Clues from the dead help unearth history

  • Thomas Gaskin Special for The Herald
  • Friday, October 31, 2014 6:12pm
  • Life

What is more popular than zombies, especially this time of the year?

The American public seems to have an insatiable appetite for the unburied matched only by a zombie’s craving for human flesh. Whether it is the staggering zombies of George Romero’s 1968 “Night of the Living Dead” or the surprisingly nimble, choreographed undead of Michael Jackson’s 1982 “Thriller” or the 2004 zom-rom-com, “Shaun of the Dead” or the hyper fast flesh eaters in Brad Pitt’s 2013 “World War Z,” the dead are alive.

Zombies are now more popular than sports. The first two Sunday episodes of the fifth season of “The Walking Dead” in October were seen by more television viewers than the NFL games on those nights.

As a historian, I confess the unburied have always attracted my morbid curiosity. Throughout United States history there have been a disturbing number of gravesites from which prominent historical figures have risen.

Much of the unburying is like that of General “Mad” Anthony Wayne of American Revolution fame, who was interred in Erie, Pennsylvania in 1796. Twelve years later his son moved the remains to the family estate for reburial in eastern Pennsylvania. What makes this relocation of his father unusual was that the entire body did not make the journey. The son’s wagon was too small to cart the coffin, so out of desperation he decided to boil the flesh off his father’s corpse and only bring back the bones.

Less grisly were the circumstances of President Zachary Taylor rising from the grave. He died suddenly in 1850, although previously he had been considered in good health. Rumors abounded that he was poisoned by fellow southerners who disliked Taylor’s opposition to the extension of slavery to the western territories. Finally, in 1991 his body was exhumed and tested for arsenic. Minute amounts of arsenic were discovered, but not in quantities that could have caused his death. He was reinterred in his Louisville mausoleum.

Claims that the outlaw Jessie James had escaped death in 1882 and actually had lived to be over 100 in a Missouri town caused James’ body to be unearthed in 1995. DNA testing was conducted on the body and compared to James’ descendants. It was the outlaw. Back in the ground his remains went.

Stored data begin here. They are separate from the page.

PR #3131, opened 2026-06-09
Implement NEGBinding-based NEG namer

anyush:
Implements NEG namer which will return NEG name for subnet based solely on the Spec of the NetworkEndpointGroupBinding CR ([CRD](https://github.com/kubernetes/ingress-gce/pull/3103)).

`NonDefaultSubnetNEGNamer`'s `NonDefaultSubnetNEG` was updated to be able to return error. In practice it will allow to return not found error if trying to receive NEG name from NEGBinding-based namer for subnet which is not specified in the Spec. Also becomes more consistent with `NonDefaultSubnetCustomNEG` receiver.

### DIFF
--- a/pkg/utils/namer/negbinding_namer.go
+++ b/pkg/utils/namer/negbinding_namer.go
@@ -1,0 +1,100 @@
+/*
+Copyright 2026 The Kubernetes Authors.
+
+Licensed under the Apache License, Version 2.0 (the "License");
+you may not use this file except in compliance with the License.
+You may obtain a copy of the License at
+
+    http://www.apache.org/licenses/LICENSE-2.0
+
+Unless required by applicable law or agreed to in writing, software
+distributed under the License is distributed on an "AS IS" BASIS,
+WITHOUT WARRANTIES OR CONDITIONS OF ANY KIND, either express or implied.
+See the License for the specific language governing permissions and
+limitations under the License.
+*/
+
+package namer
+
+import (
+	"errors"
+	"fmt"
+
+	"k8s.io/client-go/tools/cache"
+	negbindingv1beta1 "k8s.io/ingress-gce/pkg/apis/negbinding/v1beta1"
+)
+
+var (
+	ErrNegBindingNotFound       = errors.New("negbinding is not in store")
+	ErrNegNameNotFound          = errors.New("NEG name for subnet not found in NegBinding Spec")
+	ErrNBNamerNotImplemented    = errors.New("not implemented for NegBindingNamer")
+	ErrNBNamerInvalidBackendRef = errors.New("NEGBinding's backendRef doesn't match")
+)
+
+// NegBindingNamer resolves NEG names based on NetworkEndpointGroupBinding CR.
+// It implements NonDefaultSubnetNEGNamer.
+type NegBindingNamer struct {
+	namespace        string
+	name             string
+	negBindingLister cache.Indexer
+}
+
+// NewNegBindingNamer constructs a new NegBindingNamer
+func NewNegBindingNamer(namespace, name string, negBindingLister cache.Indexer) *NegBindingNamer {
+	return &NegBindingNamer{
+		namespace:        namespace,
+		name:             name,
+		negBindingLister: negBindingLister,
+	}
+}
+
+func (n *NegBindingNamer) getBinding() (*negbindingv1beta1.NetworkEndpointGroupBinding, error) {
+	key := fmt.Sprintf("%s/%s", n.namespace, n.name)
+	obj, exists, err := n.negBindingLister.GetByKey(key)
+	if err != nil {
+		return nil, fmt.Errorf("error getting negbinding from cache: %w", err)
+	}
+	if !exists {
+		return nil, fmt.Errorf("%w: key %s", ErrNegBindingNotFound, key)
+	}
+
+	binding, ok := obj.(*negbindingv1beta1.NetworkEndpointGroupBinding)
+	if !ok {
+		return nil, fmt.Errorf("unexpected object type %T in negbinding cache for key %s", obj, key)
+	}
+	return binding, nil
+}
+
+// negNameForSubnet returns the NEG name defined in the NegBinding CR Spec for the given subnet.
+func (n *NegBindingNamer) negNameForSubnet(subnet, namespace, svcName string, port int32) (string, error) {
+	binding, err := n.getBinding()
+	if err != nil {
+		return "", err
+	}
+
+	if binding.Namespace != namespace ||
+		binding.Spec.BackendRef.Name != svcName ||
+		binding.Spec.BackendRef.Port != port {
+		gotRef := fmt.Sprintf("%s/%s:%v", namespace, svcName, port)
+		expectedRef := fmt.Sprintf("%s/%s:%v", binding.Namespace, binding.Spec.BackendRef.Name, port)
+		return "", fmt.Errorf("%w: backendRef %s, negBinding.Spec.BackendRef %s", ErrNBNamerInvalidBackendRef, gotRef, expectedRef)
+	}
+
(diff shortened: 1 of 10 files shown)


pkg/utils/namer/negbinding_namer.go
```diff
@@ -0,0 +1,80 @@
...
+		if ref.Subnet == subnet {
+			return ref.Name, nil
+		}
+	}
+	key := fmt.Sprintf("%s/%s", n.namespace, n.name)
+	return "", fmt.Errorf("NEG name for subnet %s not found in NegBinding %s Spec", subnet, key)
+}
+
+// NonDefaultSubnetNEG returns the NEG name for the given subnet based on NegBinding's Spec.
+func (n *NegBindingNamer) NonDefaultSubnetNEG(namespace, name, subnetName string, port int32) (string, error) {
```
08volt: Parameters are not being used here. Prefer one of:
1. Drop namespace/name from the struct and use the parameters in getBinding / negNameForSubnet, mirroring Namer and L4Namer; or
2. Keep stored fields but return an error in NonDefaultSubnetNEG when namespace != n.namespace || name != n.name.

pkg/utils/namer/negbinding_namer.go
```diff
@@ -0,0 +1,80 @@
...
+func (n *NegBindingNamer) getBinding() (*negbindingv1beta1.NetworkEndpointGroupBinding, error) {
+	key := fmt.Sprintf("%s/%s", n.namespace, n.name)
+	obj, exists, err := n.negBindingLister.GetByKey(key)
+	if err != nil {
+		return nil, fmt.Errorf("error getting negbinding from cache: %w", err)
+	}
+	if !exists {
+		return nil, fmt.Errorf("negbinding %s is not in store", key)
+	}
+	return obj.(*negbindingv1beta1.NetworkEndpointGroupBinding), nil
```
08volt: Unchecked type assertion will panic on cache.DeletedFinalStateUnknown (delivered during cache eviction races) or any wrong-type entry. 
```
binding, ok := obj.(*negbindingv1beta1.NetworkEndpointGroupBinding)
if !ok {
 return nil, fmt.Errorf("unexpected object type %T in negbinding cache for key %s", obj, key)
 }
return binding, nil
```

pkg/utils/namer/negbinding_namer.go
```diff
@@ -0,0 +1,80 @@
...
+		name:             name,
+		negBindingLister: negBindingLister,
+	}
+}
+
+func (n *NegBindingNamer) getBinding() (*negbindingv1beta1.NetworkEndpointGroupBinding, error) {
+	key := fmt.Sprintf("%s/%s", n.namespace, n.name)
+	obj, exists, err := n.negBindingLister.GetByKey(key)
+	if err != nil {
+		return nil, fmt.Errorf("error getting negbinding from cache: %w", err)
```
08volt, line 55: Consider exported errors
For example:

```
var (
    ErrBindingNotFound      = errors.New("negbinding not in store")
    ErrSubnetNotInBinding   = errors.New("subnet not present in negbinding spec")
    ErrCustomNEGUnsupported = errors.New("custom NEG names not supported for NegBindingNamer")
)
```

pkg/utils/namer/negbinding_namer.go
```diff
@@ -0,0 +1,80 @@
...
+	key := fmt.Sprintf("%s/%s", n.namespace, n.name)
+	return "", fmt.Errorf("NEG name for subnet %s not found in NegBinding %s Spec", subnet, key)
+}
+
+// NonDefaultSubnetNEG returns the NEG name for the given subnet based on NegBinding's Spec.
+func (n *NegBindingNamer) NonDefaultSubnetNEG(namespace, name, subnetName string, port int32) (string, error) {
+	return n.negNameForSubnet(subnetName)
+}
+
+// NonDefaultSubnetCustomNEG implements NonDefaultSubnetNEGNamer.NonDefaultSubnetNEGNamer.
```
08volt: // NonDefaultSubnetCustomNEG implements NonDefaultSubnetNEGNamer.NonDefaultSubnetNEGNamer. → the second NonDefaultSubnetNEGNamer should be "NonDefaultSubnetCustomNEG."

pkg/utils/namer/negbinding_namer_test.go
```diff
@@ -0,0 +1,87 @@
...
+
+import (
+	"testing"
+
+	metav1 "k8s.io/apimachinery/pkg/apis/meta/v1"
+	"k8s.io/client-go/tools/cache"
+	negbindingv1beta1 "k8s.io/ingress-gce/pkg/apis/negbinding/v1beta1"
+)
+
+func TestNegBindingNamer(t *testing.T) {
```
08volt, line 29: Test gaps:

1. **Multi-Entry Binding Evaluation**
   * **Scenario:** A multi-entry binding where the matching subnet is located at the second (or later) entry.
   * **Reasoning:** The current test suite only validates instances where `len == 1`. As a result, the for-loop iteration logic past index `0` remains completely uncovered.

2. **Type Safety Guard Validation**
   * **Scenario:** Injecting an object of the wrong type into the indexer.
   * **Reasoning:** This is required to validate the robustness of the `comma-ok` type assertion guard suggested in `negbinding_namer.go:51`.

3. **Sentinel Error Assertions**
   * **Scenario:** Refactor existing error assertions.
   * **Reasoning:** If the proposed sentinel errors are adopted, switch existing `err == nil` or `err != nil` assertions to precise `errors.Is(err, ErrSubnetNotInBinding)` and `errors.Is(err, ErrBindingNotFound)` checks. This ensures that any regressions in specific error types are automatically caught by the test suite.

pkg/utils/namer/negbinding_namer.go
anyush: name from struct is NegBinding's name, and argument is service's name. Updated name of the argument to distinguish them + added validation of the backendRef based on the arguments

pkg/utils/namer/negbinding_namer.go
anyush: Done

pkg/utils/namer/negbinding_namer_test.go
anyush: Done

pkg/utils/namer/negbinding_namer.go
anyush: Done

pkg/utils/namer/negbinding_namer.go
anyush: Done

pkg/utils/namer/negbinding_namer.go
```diff
@@ -0,0 +1,100 @@
...
+
+// NonDefaultSubnetNEG returns the NEG name for the given subnet based on NegBinding's Spec.
+func (n *NegBindingNamer) NonDefaultSubnetNEG(namespace, svcName, subnetName string, port int32) (string, error) {
+	return n.negNameForSubnet(subnetName, namespace, svcName, port)
+}
+
+// NonDefaultSubnetCustomNEG implements NonDefaultSubnetNEGNamer.NonDefaultSubnetCustomNEG.
+// Returns a not implemented error as custom names should not be set for NegBinding-based syncers.
+func (n *NegBindingNamer) NonDefaultSubnetCustomNEG(customNEGName, subnetName string) (string, error) {
+	return "", ErrNBNamerNotImplemented
```
midavadim, line 99: Lets implement it the same as for l4 

func (n *L4Namer) NonDefaultSubnetCustomNEG(customNEGName, subnetName string) (string, error) {
	return "", fmt.Errorf("Custom NEG is not allowed for L4")
}

midavadim (approved):

midavadim:
LGTM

Other “grave doubts” swirled around Lee Harvey Oswald. Author, Michael Eddowes claimed a Russian agent substituted himself for Oswald when the ex-Marine defected to the Soviet Union, and years later was the real asssassin of JFK. Eddowses convinced Oswald’s wife to have the casket opened and the body examined. The autopsy conclusively revealed Oswald was Oswald, and he was promptly reburied.

It has not just been the well intentioned mystery solvers who have brought the dead from their graves or at least tried. In 1876 a counterfeiting ring planned to steal Abraham Lincoln’s body and hold it for ransom in exchange for one of their cohort’s release from prison. The theft was bungled, but in 1901 Lincoln’s son Todd fearing other grave robbers, had his father’s coffin enclosed in a cage 10 feet deep with 4,000 pounds of cement poured over it.

While it is unclear what, if anything, should be done about the Zombie apocalypse that is upon us, perhaps America’s notable historical figures should follow the lead of past communist nations, who have embalmed Lenin, Stalin and Ho Chi Minh and put them on display for public viewing. Wax museums have their place, put Americans seem to yearn to see the unburied in a live setting.

Dr. Thomas Gaskin is a retired Everett Community College U.S. History Instructor.